The official creation of the party took place on July 27 and 28, 2012, at its National Foundation Convention in Recife. Roughly 130 activists from 15 states met to discuss the foundation of the party, and on July 28 they signed the founding documents.

The party's first national board, elected at the event, was composed of three general secretaries: Alexsandro Albuquerque, from Pernambuco, as general secretary; Kristian Pasini, from Bahia, as second secretary, and Henrique Peer, from São Paulo, as third secretary.

On 2 September 2013, the statute and party programme of the Pirate Party of Brazil were published in the Official Journal of the Union.

On 10 December 2013, the party completed another stage of its foundation, obtaining official registration in notary and its own CNPJ.

The first National Assembly of the party took place between 23 and 25 May 2014 at the Impact Hub Curitiba, when its statute, political programme, economic positioning were discurssed, and signatures for the officialisation of the party were collected. About 90 members attended the event in-person while others attended via the Internet.

== Ideology ==
The party's focus is on the defense of human rights, freedom of speech, privacy and knowledge sharing, which are threatened by attempts to control the network in order to ban file sharing.
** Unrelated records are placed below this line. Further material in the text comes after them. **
PR #2036, opened 2025-03-17
API: dynamic imports with `ns.dynamicImport()`

shyguy1412:
This adds dynamic imports with `ns.dynamicImport()`

script.js
```js
export async function main(ns){
   const script = await ns.dynamicImport("./scriptToImport.js");
   script.log(ns, "Message from an imported script!")
}
```
scriptToImport.js
```js
export async function log(ns, message){
   ns.tprint(message);
}
```
(images are from before the name got changed)
image
image


shyguy1412:
Function names from images and examples are no longer accurate, see [bdcb063](https://github.com/bitburner-official/bitburner-src/pull/2036/commits/bdcb0631e5d8219b678bb2a9102fdfba866ee5be)

shyguy1412:
Marked as draft as there is still discourse about the best function name

src/NetscriptFunctions.ts
```diff
@@ -1836,6 +1838,17 @@ export const ns: InternalAPI<NSFull> = {
   printRaw: (ctx) => (value) => {
     ctx.workerScript.print(wrapUserNode(value));
   },
+  importFrom: (ctx) => (value) => {
+    const path = helpers.scriptPath(ctx, "path", value);
+    const server = ctx.workerScript.getServer();
```
d0sboots: Getserver return should be checked, in case of things like a deleted server while running. Check other functions for an example.

src/NetscriptFunctions.ts
```diff
@@ -1836,6 +1838,17 @@ export const ns: InternalAPI<NSFull> = {
   printRaw: (ctx) => (value) => {
     ctx.workerScript.print(wrapUserNode(value));
   },
+  importFrom: (ctx) => (value) => {
```
d0sboots: The MDN for import() is very clear that it will *not* synchronously throw any errors (they'll be part of promise rejection). I think we should mirror import() as closely as possible. That means we should make this function async, so anything it throws (or compile throws) becomes part of the promise return.

markdown/bitburner.ns.md
```diff
@@ -125,6 +125,7 @@ export async function main(ns) {
 |  [hasRootAccess(host)](./bitburner.ns.hasrootaccess.md) | Check if you have root access on a server. |
 |  [hasTorRouter()](./bitburner.ns.hastorrouter.md) | Returns whether the player has access to the darkweb. |
 |  [httpworm(host)](./bitburner.ns.httpworm.md) | Runs HTTPWorm.exe on a server. |
+|  [import(path)](./bitburner.ns.import.md) | Dynamically import a script. Only scripts located from the same server can be imported. A dynamic import will not adjust RAM usage. This must be done manually with [ramOverride](./bitburner.ns.ramoverride.md)<!-- -->. |
```
d0sboots: Rerun npm doc

src/ScriptEditor/NetscriptDefinitions.d.ts
```diff
@@ -8298,6 +8298,34 @@ export interface NS {
    */
   getSharePower(): number;
 
+  /**
+   * Dynamically import a script.
+   * Only scripts located from the same server can be imported.
```
d0sboots: Optional: Maybe add a link to MDN import() function for how this works, since it's kind of weird/advanced?

shyguy1412: As far as I am aware the docs are purposefully never referencing any JS specific behavior as that is considered out of scope. I'm not sure if this is worth breaking that convention, especially since we do things a fair bit different. for example kind of input validation and no support for import assertions.

PR #2037, opened 2025-03-19
CHORE: Add mathjax-full and csstype as direct dependencies, since we depend on them

ficocelliguy:
Currently the dependency mathjax-full is required in our webpack config, but is not in our package.json. It happens to work as-is because other dependencies require it, 
https://github.com/bitburner-official/bitburner-src/blob/stable/webpack.config.js#L132

similarly src/ui/React/StatsTable.tsx uses csstype but it is only included since some other dependencies use it.

This could cause issues in the future if any of these happen to be swapped out by a dependency, or if a dev needs to build without the lockfile as happened here https://discord.com/channels/415207508303544321/459097632896188436/1351902615247785994

### DIFF
--- a/src/ui/MD/components.tsx
+++ b/src/ui/MD/components.tsx
@@ -70,7 +70,7 @@ const fixAlign = (align: React.CSSProperties["textAlign"]): TableCellProps["alig
   if (align === "end") return "inherit";
   if (align === "start") return "inherit";
   if (align === "match-parent") return "inherit";
-  return align as TableCellProps["align"];
+  return align;
 };
 
 export const Td = (props: React.PropsWithChildren<TableDataCellProps>): React.ReactElement => {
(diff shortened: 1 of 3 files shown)


src/ui/MD/components.tsx
```diff
@@ -70,7 +70,7 @@ const fixAlign = (align: React.CSSProperties["textAlign"]): TableCellProps["alig
   if (align === "end") return "inherit";
   if (align === "start") return "inherit";
   if (align === "match-parent") return "inherit";
-  return align;
+  return align as TableCellProps["align"];
```
ficocelliguy, line 73: Without this we get this build failure, perhaps from changes in some of the dependency versions since this workaround was made

https://github.com/bitburner-official/bitburner-src/actions/runs/13950987128/job/39050155791?pr=2037

PR #2044, opened 2025-03-23
DOCUMENTATION: Add BitNode recommendation

### LINKED ISSUE #2033: DOCS: Update the recommended BN order in the documentation [Good first issue]
the in-game recommendation for bitnode order is here:
https://github.com/bitburner-official/bitburner-src/blob/dev/src/Documentation/doc/help/bitnode_order.md

However, it provides fairly different recommendations from the pins in the discord, or the information that the community has been giving players more recently, in the for the large and prominent "fast progression" section.

Notably it recommends to do BN3 early, which is an extremely complex and documentation-dependent node that has often thrown newer players for a loop. Also, if a good BN3 script is eventually made, the crazy amount of money it provides makes many other mechanics irrelevant. It should not be recommended so early (especially not the second bitnode!!) and it should come with a more clear set of expectations for the player

More generally, rather than a numbered list, a few bitnodes should be recommended for early progression (repeating 1, maybe 2, or 5) with their pros and cons.

A general TL;DR guide should be at the top, and the large "fastest progression" section, if we even want to keep it, should be moved to the bottom.

catloversg:
The old "BitNode order" is obsolete. I explained the reason at https://github.com/bitburner-official/bitburner-src/issues/2033#issuecomment-2730298306.

This PR adds a new page: BitNode recommendation. It focuses on analyzing BitNodes, giving good advice to new players, helping them to make a good choice for their next BitNode, and avoiding common mistakes.

The new page is a bit long, but I don't think that it's a problem. It's still much shorter than `getting_started.md`, even after I delete all sample code, commands, output, etc. in that page.

Closes #2033.


src/Documentation/doc/advanced/bitnode_recommendation.md
```diff
@@ -0,0 +1,240 @@
...
+
+Some mechanics have peculiarities that you should know beforehand. For example, enabling territory clashes too soon will make the player lose all territory and ruin their gang.
+
+All BitNodes have a uniques set of multipliers that affect the difficulty of that BitNode. You can see these multipliers when choosing a BitNode in the BitVerse. [Source-File](./sourcefiles.md) 5 gives you access to these multipliers when you are already in a BitNode. Some BitNodes are much harder than others. It's recommended to unlock other Source-Files before trying to beat these hard BitNodes. Note that the "Difficulty" value of a BitNode in the BitVerse may be a bit misleading in some cases. Understanding the difficulty of a BitNode is much harder than just choosing between "easy", "normal" and "hard".
+
+# BitNode analysis
+
+## BitNode 1
+
+This is the easiest BitNode, and its Source-File gives a very strong buff to most multipliers.
```
ficocelliguy: It's worth reiterating briefly here that you want to _repeat_ BN 1 to get it's powerful SF-2 and 3 unlocks

src/Documentation/doc/advanced/bitnode_recommendation.md
```diff
@@ -0,0 +1,240 @@
...
+
+- Higher stat multipliers from Node Power.
+- Unlock `ns.go.cheat` APIs.
+- Higher maximum favor that you can gain for each faction from IPvGO.
+
+The last reward is pretty interesting. If you can consistently win several games in a row and get higher favor bonus, you will cut down the time to reach 150 favor points with IPvGO factions and have access to their augmentations much sooner.
+
+This BitNode's multipliers are fairly harsh, but IPvGO's multipliers are buffed significantly. If you use IPvGO, even a slightly improved version of the tutorial script will help you complete this BitNode without much trouble.
+
+# Order advice
```
ficocelliguy: This is what people come here for, probably. It should appear above the deeper dives on the bitnodes IMO

src/Documentation/doc/advanced/bitnode_recommendation.md
```diff
@@ -0,0 +1,240 @@
...
+
+You must be careful with chaos and Synthoid population. The UI shows you many hints about the effect of dangerous actions on chaos and Synthoid population. You should keep an eye on those hints. Generally, you must keep the chaos level low and not kill too much Synthoid population.
+
+## BitNode 8
+
+This BitNode unlocks 2 new features for the stock market: short stock and limit/stop order.
+
+This is a very challenging BitNode. It disables most normal ways to earn money so that you have to use the Stock Market as your source of income. Before having access to 4S Market Data, finding good stocks to invest in is pretty hard. You need to have a good pre-4S stock market script; otherwise, it's a slow run. You should take a look at stock manipulation. Hacking does not give you money, but hacking and growing a server that has a corresponding stock still influence that stock's price.
+
+Grafting is very useful in this BitNode. Losing capital after each resetting sets you back a lot. Grafting allows you to continuously install augmentations without resetting.
```
ficocelliguy: Casino is the primary fund pool for getting started in BN-8. Is it worth mentioning here?

ficocelliguy:
This looks really good overall, well done!

(There's a handful of changes outside of the BN docs as well in this PR, is that intentional?)

catloversg:
> There's a handful of changes outside of the BN docs as well in this PR, is that intentional?

All of them are generated by tools:
- Files in `markdown` folder: `npm run doc`
- `src\Documentation\pages.ts`: `node tools/bundle-doc/index.js`

For your other suggested changes:
- BitNode 1: I'm neutral.
- Move "Order advice" to the top: I thought about doing that, but I was a bit hesitant and dropped that idea in the end.
- Casino in BN8 is a trick. Without exploiting RNG (i.e., playing casino games "legitimately"), going to casino is a bad idea. **Maybe**, we can add a very vague hint about "a way to get easy money". Otherwise, I don't think we should directly mention something that depends on exploits.

Overall, I'm not against them, but let's wait for d0sboots.

Edit: For the last point about casino: I think the "fund pool" of BN8 is the initial 250m, in terms of balance. With casino cheating, it becomes 10b, which is massive, and BN8 is not that challenging anymore. With 10b, I can buy 4S Market Data (UI-only) and just play it manually for a bit. IMO, earning 25b with 10b initial fund and 4S Market Data is fairly easy and fast.

src/Documentation/doc/advanced/bitnode_recommendation.md
d0sboots, line 1: I'm going to be somewhat opinionated in my comments, because you tend to write very comprehensively, but that also means long. That works for something like Corp, but here I think we need to keep this as short as possible.

Edit: with the change in focus, this is no longer quite as true.

src/Documentation/doc/advanced/bitnode_recommendation.md
```diff
@@ -0,0 +1,240 @@
+# Introduction
+
+After a player destroys their first [BitNode](./bitnodes.md) and sees the BitVerse, they are usually overwhelmed by the large number of BitNodes and do not know which BitNode they should do next. Some BitNodes even have peculiarities that tend to catch newbies off guard and ruin their run.
```
d0sboots:
```suggestion
After a player destroys their first [BitNode](./bitnodes.md), they are usually overwhelmed and do not know which BitNode they should do next. Some BitNodes even have peculiarities that tend to catch newbies off guard and ruin their run.
```

src/Documentation/doc/advanced/bitnode_recommendation.md
```diff
@@ -0,0 +1,240 @@
...
+
+This page focuses on analyzing BitNodes, giving good advice to new players, helping them to make a good choice for their next BitNode, and avoiding common mistakes.
```
d0sboots:
```suggestion
```
The purpose of the page is clear, it doesn't need to be stated.

src/Documentation/doc/advanced/bitnode_recommendation.md
```diff
@@ -0,0 +1,240 @@
...
+
+At first, we need to make this clear: There is no "perfect" BitNode order. Everybody has their own preferred play style, so a good order for this player may be a bad order for other players. This is why this guide does not show any specific orders. The player needs to read this guide carefully and figure out the best order for them.
```
d0sboots:
```suggestion
At first, we need to make this clear: There is no "perfect" BitNode order. Everybody has their own preferred play style, so a good order for this player may be a bad order for other players. This is why this guide does not show a single specific order.
```
Most people won't read the whole thing carefully, and it should be written with that in mind.

src/Documentation/doc/advanced/bitnode_recommendation.md
```diff
@@ -0,0 +1,240 @@
...
+
+Doing BitNodes in chronological order (BN1->BN2->BN3->BN4->BN5->etc.) is a classic newbie mistake. Don't do that.
```
d0sboots:
```suggestion
Doing BitNodes in chronological order (BN1->BN2->BN3->BN4->BN5->etc.) is a classic mistake. Don't do that.
```

It's not just newbies, some people just like doing things sequentially.

src/Documentation/doc/advanced/bitnode_recommendation.md
d0sboots: Yes.

src/Documentation/doc/advanced/bitnode_recommendation.md
```diff
@@ -0,0 +1,240 @@
...
+
+Some BitNodes unlock new mechanics, while others improve or change original mechanics in BitNode 1. This is a very rough introduction:
+
+- New gameplay:
+  - Gang (BitNode 2): Simple and useful.
+  - Corporation (BitNode 3): Extremely complicated, extremely powerful, and extremely fast.
+  - Bladeburner (BitNode 6, BitNode7): Relatively simple, slow, and not be nerfed too much in most BitNodes.
+- Utility mechanics:
+  - Singularity (BitNode 4): Automation APIs.
+  - Intelligence (BitNode 5): Permanent stat that buffs many things.
```
d0sboots: Should also mention permanent formulas. They're collectively part of the same utility, sort of.

src/Documentation/doc/advanced/bitnode_recommendation.md
```diff
@@ -0,0 +1,240 @@
...
+
+BitNode 10 unlocks 2 strong mechanics at the same time. Sleeves synergize well with many mechanics, especially Gang and Bladeburner. Grafting is useful in all BitNodes. Most people complete this BitNode in one go to get 8 Sleeves, but if you are in a rush, you can complete it once and get only Source-File 10.1. If you buy all 5 Sleeves from "The Covenant" faction, you will have 6 Sleeves and access to Grafting. That's not ideal, but still good enough.
+
+BitNode 14 enhances IPvGO. If you have not touched that mechanic, you should do it now. IPvGO is tuned so that it still gives adequate benefits even if your script is only a slightly improved version of the tutorial script. Source-File 14 improves IPvGO's benefits and unlocks cheat APIs, which you can use to improve your win rate.
```
d0sboots: This should more explicitly mention that IPvGO is available at the start of the game, and (briefly) how you access it.

d0sboots (commented):
Once again, I forgot to send the comments after reviewing :(

d0sboots:
> * Move "Order advice" to the top: I thought about doing that, but I was a bit hesitant and dropped that idea in the end.

Initially I agreed with ficocceliguy. However, now that we have the other doc to serve as a TL;DR, I think it is fine to have at the end. It's *almost* redundant, except the analysis you do is slightly different. But, if you want to remove parts from this section that are redundant, or change its focus to be more different from the TL;DR guide, this would be the chance.

PR #2045, opened 2025-03-23
BUGFIX: BitVerse does not show all BN multipliers in some cases

catloversg:
How to reproduce this bug:
- Load a clean save file.
- Destroy WD and check BN multipliers in BitVerse. Multipliers of Gang, Corporation, Bladeburner, and Stanek's Gift are hidden.

We have a "feature": If the player cannot access an endgame feature, we hide that feature's multipliers in the table of BN multipliers. IMO, this feature causes more trouble than it's worth:
- The bug in this PR.
- If the player compares the data from `ns.getBitNodeMultipliers()` to this table, they will think that there is a bug.

This PR fixes this bug.

Before:

before

After:

after

@d0sboots What do you think about removing this "feature"?


d0sboots:
I feel like this is something to poll for. On one hand, there isn't a spoiler-related reason to do this: once you see the bitverse, the existence of all these mechanics is revealed. But, there is an argument that it helps to hide irrelevant info (and it *is* irrelevant if you can't use it) to make it easier to process larger amounts of numbers.

catloversg:
We can merge this one. The poll on Discord ("If the player cannot access an endgame feature, should we hide that feature's multipliers in the table of BN multipliers (Stats tab)?") ended with Yes, so I won't make any more changes. In the current state, this PR only changes the BitVerse UI.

It also advocates digital inclusion, free software, full transparency in public power, and the construction of public policies in a participatory and collaborative way.[...] our goal as the Pirate Party is not to sell you another fake ideology, but to defend new principles and ideas (many not so new) originating from this new invention called the Internet and how it can inspire a new type of society where citizenship is not just pressing buttons in a specific period of time, but a constant participation in local affairs.—Pirate Party: left or right?

== Organization ==
The Pirate Party is composed of the General Secretariat, the National Coordination, the National Treasury and the General Assembly.